研究室工作进展 Jun. 15th, 2015
Semibullvalene and Diazasemibullvalene: Recent Advances in the Synthesis, Reaction Chemistry, and Synthetic Applications
Shaoguang Zhang, Wen-Xiong Zhang, and Zhenfeng Xi*
Acc. Chem. Res. 2015, DOI:10.1021/acs.accounts.5b00190
Semibullvalene (SBV) and its aza-analogue 2,6-diazasemibullvalene (NSBV) are both theoretically interesting and experimentally challenging organic molecules because of four unique features: highly strained ring systems, intramolecular skeletal rearrangement, extremely rapid degenerate (aza)Cope rearrangement, and predicted existence of neutral homoaromatic delocalized structures. SBV has received much attention in the past 50 years. In contrast, since NSBV was predicated in 1971 and the first in situ synthesis was realized in 1982, no progress on NSBV chemistry was made until our results in 2012. We have been interested in reaction chemistry of 1,4-dilithio-1,3-butadienes (dilithio reagents for short), especially for its application in synthesis of SBV and NSBV. This is because: i) the cyclodimerization of dilithio reagents could provide the potential 8-carbon skeleton of SBV from butadiene 4-carbon unit, and ii) the insertion reaction of dilithio reagents with C≡N bonds of two nitriles could provide the (6-C+2-N) skeleton which might be a good precursor for the synthesis of NSBV. Therefore, we initiated a journey to the synthesis and reaction chemistry of SBV and NSBV starting from dilithio reagents since 2006. In this Account, we outline mainly our recent achievement on the synthesis, structural characterization, reaction chemistry, synthetic application, and theoretical/computational analysis of NSBV.

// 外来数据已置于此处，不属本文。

PR #2119, opened 2016-01-16
Replaced SubFieldBase with Field.from_db_value

### LINKED ISSUE #2070: Eliminate use of `SubfieldBase` from StreamField
Some 3rd party django apps are using `SubfieldBase`, which are being depricated after Django 1.9 I believe.

Please try to get these fixed upstream.

kaedroho:
Fixes #2070 

Doing this fix broke the ability to assign a string or a list to a streamfield. It looks like this is behaviour we want to support so the second commit reinstates it by copying some code from Django.

### DIFF
--- a/wagtail/wagtailcore/fields.py
+++ b/wagtail/wagtailcore/fields.py
@@ -5,7 +5,7 @@ import json
 from django.db import models
 from django import forms
 from django.core.serializers.json import DjangoJSONEncoder
-from django.utils.six import with_metaclass, string_types
+from django.utils.six import string_types
 
 from wagtail.wagtailcore.rich_text import DbWhitelister, expand_db_html
 from wagtail.utils.widgets import WidgetWithScript
--- a/wagtail/wagtailcore/fields.py
+++ b/wagtail/wagtailcore/fields.py
@@ -41,7 +41,7 @@ class RichTextField(models.TextField):
         return super(RichTextField, self).formfield(**defaults)
 
 
-class StreamField(with_metaclass(models.SubfieldBase, models.Field)):
+class StreamField(models.Field):
     def __init__(self, block_types, **kwargs):
         if isinstance(block_types, Block):
             self.stream_block = block_types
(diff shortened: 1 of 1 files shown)


gasman:
I have a feeling that the allowed inputs are only as liberal as they are *because* the old SubfieldBase mechanism was so loosely defined - and if Django is tightening that up then it probably does make sense for us to follow suit, if possible.

With StreamField we do have the added complication that StreamValues can't exist in isolation (they have a reference back to the block object) so there may be places where we can't avoid passing in a primitive Python value - specifying a `default` parameter on StreamField is one, I think. Ultimately we probably need to bite the bullet, and trawl through the codebase checking the places where we do StreamField assignments...

kaedroho:
I reinstated the old behaviour because I found some tests for it in https://github.com/torchbox/wagtail/blob/d8bceff38be87b1802193caf8c3b854c435aab1a/wagtail/wagtailcore/tests/test_streamfield.py#L124-L133 so assumed you wanted to keep it.

If you don't want to reinstate the old behaviour, just ignore the second commit.

gasman:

Two efficient synthetic strategies for NSBV from dilithio reagents and nitriles via oxidant-induced C-N bond formation will be introduced. The structural investigation of NSBV, including X-ray crystal structure, determination of the activation barrier of aza-Cope rearrangement, and theoretical analysis, shows that the localized structure of NSBV is the predominant form, and the homoaromatic, delocalized structure exists as a minor component in the equilibrium. Then we will introduce the reaction chemistry and synthetic applications of NSBV. Several novel reaction patterns were explored including thermolysis, C-N bond insertion, rearrangement-cycloaddition, oxidation and nucleophilic ring-opening reaction. Diverse and interesting N-containing polycyclic skeletons could be constructed, such as nickelaazetidine, 1,5-diazatriquinacenes and triazabrexadienes, which are not available by other means.

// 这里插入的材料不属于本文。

PR #2121, opened 2016-01-18
Add python version to all Travis matrix options

zerolab:
Here is a small change to show the correct Python version in the Travis build job results, rather than "no language set"

We were already doing it for Python 3.5


kaedroho:
Thanks!

tomdyson:
Nice one @zerolab.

Our results show that NSBV not only features rapid (aza)Cope rearrangement with low activation barrier, but also acts as unique synthetic reagent, which is significantly different from aziridine. The strained rigid ring systems as a whole could be involved in the reactions. Our achievement highlights two significant progresses: i) The well-established efficient synthesis and isolation of NSBV greatly accelerate the development of NSBV chemistry, and ii) The previously unattainable molecules have become “normal” and routine starting materials for the synthesis of otherwise unavailable but interesting structures. We expect our pursuits will inspire and help direct future efforts on chemical and physical research of NSBV.
亮点介绍
半瞬烯(Semibullvalene)和氮杂半瞬烯(Diazasemibullvalene)具有稠合的多个高张力环骨架、可以发生快速科普(Cope)重排、理论预测最有可能实现中性同芳香性(homoaromaticity),因此,在2000年前的近半个世纪中曾经引起物理有机化学家和有机合成实验化学家的极大关注,是有机化学中的“明星”分子,在有机化学中具有特殊意义。但是,与半瞬烯的活跃研究报道相比,氮杂半瞬烯的合成方法、结构、反应与应用知之甚少,在本组的近期工作报道之前几乎一无所知。
2006年本组王超同学利用本组自己发展的双锂试剂(注:本组发展的3个双锂试剂已经被J&K百灵威科技公司商品化并上市销售),在CuCl的促进下发生分子间自由基环化二聚,首次实现了金属促进的多取代半瞬烯的合成(JACS 2006)。该工作使我们有机会了解了半瞬烯和氮杂半瞬烯的研究历史、科学意义和研究现状。在此基础上,我们开展了更有挑战性的氮杂半瞬烯的合成研究。经过多位同学历经5年多的探索,最终于2012年由张韶光同学再次利用本组发展的双锂试剂的协同效应,建立了高效合成该类分子的2种方法,首次测定了该类分子的活化能和单晶结构,发现了该类分子的多种化学反应类型。该项研究结果表明该类分子存在中性同芳香性,为进一步的实验研究奠定了基础(JACS 2012,该文被选为JACS Spotlights)。进一步地,张韶光等同学开展了该类化合物的结构和反应性关系研究,发现了新的反应类型,利用该类化合物多个高张力环骨架的协同效应,“牵一发而动全身”,实现了一些具有特殊结构如碗状或空腔分子的合成(ACIE 2013, CC 2013, CEJ 2014, OCF 2014, CAJ 2015, OL 2015)。
该创新性、系统性工作建立在本组双金属有机合成试剂化学(ACR 2010) 的基础之上,是本组一直秉承的“基于活性中间体和机理研究的合成化学”研究方法(W.-X. Zhang and Z. Xi, Org. Chem. Front. 2014, 1, 1132)的成果之一。
该文是本组第三次在ACR期刊上介绍本组创新性和系统性工作。2010年ACR期刊介绍了本组的双金属有机合成试剂化学,2011年ACR期刊介绍了本组的金属有机杂环试剂化学。